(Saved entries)
>>>>>

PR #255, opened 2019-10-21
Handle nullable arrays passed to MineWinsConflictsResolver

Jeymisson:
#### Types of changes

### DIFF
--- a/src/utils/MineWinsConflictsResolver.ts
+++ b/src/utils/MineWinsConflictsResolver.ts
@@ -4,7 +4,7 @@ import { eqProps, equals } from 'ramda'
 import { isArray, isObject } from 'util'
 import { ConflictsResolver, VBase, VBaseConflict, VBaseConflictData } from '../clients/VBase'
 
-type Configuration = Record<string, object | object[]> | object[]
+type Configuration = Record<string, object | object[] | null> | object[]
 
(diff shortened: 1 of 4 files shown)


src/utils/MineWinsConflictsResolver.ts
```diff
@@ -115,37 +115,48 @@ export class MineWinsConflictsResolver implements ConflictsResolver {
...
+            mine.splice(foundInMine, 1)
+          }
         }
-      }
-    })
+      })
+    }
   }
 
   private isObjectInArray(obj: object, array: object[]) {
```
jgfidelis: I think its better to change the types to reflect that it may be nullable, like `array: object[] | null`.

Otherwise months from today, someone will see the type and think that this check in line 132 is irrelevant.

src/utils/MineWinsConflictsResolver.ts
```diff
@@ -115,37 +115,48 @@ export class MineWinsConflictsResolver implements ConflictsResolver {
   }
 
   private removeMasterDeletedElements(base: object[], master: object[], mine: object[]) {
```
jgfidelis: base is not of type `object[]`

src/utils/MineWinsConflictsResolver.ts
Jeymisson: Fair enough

<<<<<

*Try it:* Count up the lines in the records where the string "private" appears. Your reply is that number alone.

*Expected answer:* 2